Friday, 5 August 2016

This land

So we had an enjoyable day yesterday out and about searching for Megalithic Tombs and Cairns.  It turns out that North Antrim has its fair share and more of these things, some dating back to 3000BC, which is a fair few years ago by my reckoning.

We didn't get to see Craigs Dolman, since it lies some way off the roadside and my days of jumping over gates and hiking up hills are over, but we did get to see the smaller passage tomb nearby, just outside Ballymoney along a wee country road.  Took us a while, though, as it wasn't signposted, but eventually we spotted it, about 20 yards from the roadside in a field.  It's not that big, perhaps 4 or 5 feet high and around a 12 foot circumference.  The Brother and his daughter hopped over the style to take a closer look but I thought I'd better not chance it, since the style looked pretty slippy and I'd be bound to fall or catch myself on the barbed wire or something stupid.  The stones hide a burial chamber underground.

What was most apparent, apart from the structure itself, was the setting.  It's set fairly well up the hillside, with a commanding view of the countryside, West to the Sperrin Mountains and North towards the coast.  No better view to spend the rest of your days, I should think and the fact that the Dolman was sited there would seem to indicate that the folk that placed it there must have had similar thoughts, all those years ago.  Nice.

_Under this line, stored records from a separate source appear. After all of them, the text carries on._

PR #744, opened 2026-05-25
minikube: Update dependencies

yolossn:


minikube/src/index.tsx
```diff
@@ -13,7 +13,7 @@ import React from 'react';
 import ClusterStatus from './ClusterStatus';
 import CommandCluster from './CommandCluster/CommandCluster';
 import CreateClusterPage from './CreateClusterPage';
-import MinikubeIcon from './minikube.svg';
+import MinikubeIcon from './minikube.svg?react';
```
skoeva, line 16: this should be squashed into the headlamp-plugin update commit

ashu8912: This file doesn't seem to be part of the diff, is this removed now?

ashu8912 (approved):
LGTM!!

PR #746, opened 2026-05-25
plugin-catalog: Update dependencies

yolossn:


plugin-catalog/src/components/plugins/PluginCard.tsx
```diff
@@ -12,7 +12,7 @@ import {
   Typography,
 } from '@mui/material';
 import { PluginPackage } from './List';
-import PluginIcon from './plugin-icon.svg';
+import PluginIcon from './plugin-icon.svg?react';
```
skoeva, line 15: this should be squashed into the headlamp-plugin update commit

ashu8912: Is there a fix for this?? We saw this breaks the plugin catalog

yolossn: @ashu8912 the commit that adds this was removed

PR #765, opened 2026-05-28
kyverno: Restore dropped fixes for ViolationsView scope and Policy ready status

itvi-1234:
### Description
This PR restores a couple of fixes that were accidentally dropped during recent force-pushes/rebases on the `add-kyverno-plugin` branch.

**Restored Fixes:**
1. **ViolationsView Missing Pod Names:** 
   When Kyverno generates per-resource policy reports, the resource information is stored in the report's `scope` rather than the individual result's `resources` array. This PR restores the fallback to the report scope so that pod names, kinds, and namespaces are displayed correctly in the Violations table instead of `-`. (Originally fixed in #677)

2. **Policy Ready Status Logic:**
   During the refactoring into `KyvernoPolicyBase`, the logic to compute the `ready` status from policy conditions was overwritten with the older `this.status?.ready` implementation. This restores the logic to correctly check for the `Ready` condition in the `status.conditions` array. (Originally fixed in #678)

### DIFF
--- a/kyverno/src/components/ViolationsView.tsx
+++ b/kyverno/src/components/ViolationsView.tsx
@@ -32,6 +32,7 @@ import { useMemo, useState } from 'react';
 import {
   ClusterPolicyReport,
   PolicyReport,
+  PolicyReportInterface,
   PolicyReportResult,
   PolicyResultStatus,
 } from '../resources/policyReport';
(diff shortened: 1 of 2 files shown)


itvi-1234:
cc @joaquimrocha

joaquimrocha (approved):

Issue #755, opened 2026-05-27
karpenter: do i18n


illume:
See https://headlamp.dev/docs/latest/development/plugins/i18n

PR #769, opened 2026-05-28
karpenter: implement i18n

ayush-that:
Implements i18n for the karpenter plugin per #755.

- wires `useTranslation` from `@kinvolk/headlamp-plugin/lib` into every component that renders user-facing strings (NodePool list/detail, NodeClass list/detail, Scaling list/detail, PendingPods list, EventList, StatusLabel, EditConfigButton, resourceEditor dialog)
- the CPU/Memory tooltip helpers take `t` as a parameter since they are invoked as plain functions from PercentageBar's tooltipFunc, not as JSX components
- adds `"headlamp": { "i18n": ["en"] }` config in package.json (the `npm run i18n` script already existed)
- adds the generated `locales/en/translation.json` (~108 keys)

Module-level strings (registerSidebarEntry labels in index.tsx, map source labels in mapView.tsx, cloudProviders.ts column configs) are left as raw English — they run before any React context exists, matching the precedent in flux/prometheus/kubeflow plugins.

Verified locally: `npm run tsc`, `npm run lint`, `npm test`, and `npm run build` all pass. Build output confirms the headlamp-plugin useTranslation transform runs and `locales/` is copied to `dist/`.

Refs #755


illume (approved):
🎉 thanks!

PR #783, opened 2026-06-02
plugin-catalog: Allow version selection in Detail view

### LINKED ISSUE #782: Plugin Catalog: no way to select which version to install
### Summary

The Plugin Catalog plugin does not let users choose **which version** of a plugin to install. ArtifactHub exposes multiple published versions for many plugins, but the catalog only ever installs the latest one, with no UI to pick a different version.

### Current behavior

- The plugin detail view (`src/components/plugins/Detail.tsx`) shows a single read-only **Available Version** field (the latest).
- The install flow builds a versionless ArtifactHub URL — `https://artifacthub.io/packages/headlamp/{repo}/{plugin}` — so the desktop backend always resolves to the latest version.
- The ArtifactHub API response already includes an `available_versions` array, but it is never surfaced in the UI.

### Expected behavior

Users should be able to see all versions ArtifactHub has published for a plugin and select which one to install (e.g. to pin to a known-good version or roll back).

### Example

The Flux plugin (`headlamp-plugins/headlamp_flux`) has 7 published versions on ArtifactHub:

`0.6.0` (latest), `0.5.0`, `0.4.0`, `0.3.0`, `0.2.0`, `0.1.0-beta-2`, `0.1.0-beta-1`

None of these (other than the latest) are selectable from the catalog today.

### Proposed solution

- Add a version selector (dropdown) on the plugin detail view, populated from `available_versions`, defaulting to the latest.
- Pass the selected version through to install by appending it as a path segment: `https://artifacthub.io/packages/headlamp/{repo}/{plugin}/{version}` (ArtifactHub serves per-version metadata at this path; the desktop backend resolves it without changes).
- Update the rendered README to reflect the selected version (fetched from `/api/v1/packages/headlamp/{repo}/{plugin}/{version}`).

### Notes

- Plugins with a single published version (e.g. `headlamp_cluster-api`, which only has `0.1.0-alpha`) will simply show that one version.

yolossn:
this patch allows the user to select a version when multiple version of the plugin is available and install that specific version

fixes: https://github.com/headlamp-k8s/plugins/issues/782

https://github.com/user-attachments/assets/eed83225-75e7-42f7-a750-26d2c4df06e4

### DIFF
--- a/plugin-catalog/src/components/plugins/Detail.stories.tsx
+++ b/plugin-catalog/src/components/plugins/Detail.stories.tsx
@@ -80,10 +80,19 @@ Default.args = {
   currentActionState: null,
   currentActionMessage: null,
   currentActionProgress: 0,
-  onInstall: () => alert('Install action triggered'),
+  selectedVersion: '1.0.0',
+  onVersionChange: version => alert(`Version changed to ${version}`),
+  onInstall: version => alert(`Install action triggered for version ${version}`),
   onUpdate: pluginName => alert(`Update action triggered for ${pluginName}`),
   onUninstall: pluginName => alert(`Uninstall action triggered for ${pluginName}`),
   onCancel: () => alert('Cancel action triggered'),
+};
+
+export const Installable = Template.bind({});
+Installable.args = {
+  ...Default.args,
+  pluginDetail: { ...samplePluginDetail, isInstalled: false, version: '1.1.0' },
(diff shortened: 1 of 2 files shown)


ashu8912 (commented):
Overall LGTM!!, just when we select a version and press install the version selector should show the selected version

ashu8912 (approved):
LGTM!!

The shots that I did take are still inside the rangefinder, so will have to wait a while before they emerge into the light, but in the meantime I give you one from another old place and one closer to home - Mount Sandel.  A place I've done before a few times on here but it's always a good area to visit for a stretch of legs and my favourite tree is there:

Mountsandel, Coleraine
Mountsandel is the siting of an Iron-Age Fort and is the oldest known settlement of man in the whole of Ireland, dating to around 7,600 BC.  It's just beside the River Bann, in Coleraine and in those days the area would have been covered in forest.  I'd imagine there would have been rich pickings from the  animals that lived in the woods and the salmon would have been plentiful.  Records show that even as late as the 17th Century 62 tons of salmon were netted at the nearby Cutts in one day.  No wonder there aren't many left nowadays...

2 comments:

  1. Such a beautiful tree and great snap, Michael. It's always nice to return to old and familiar subjects and scenes just to snap them over and over again. You will always find it kind of different anyway.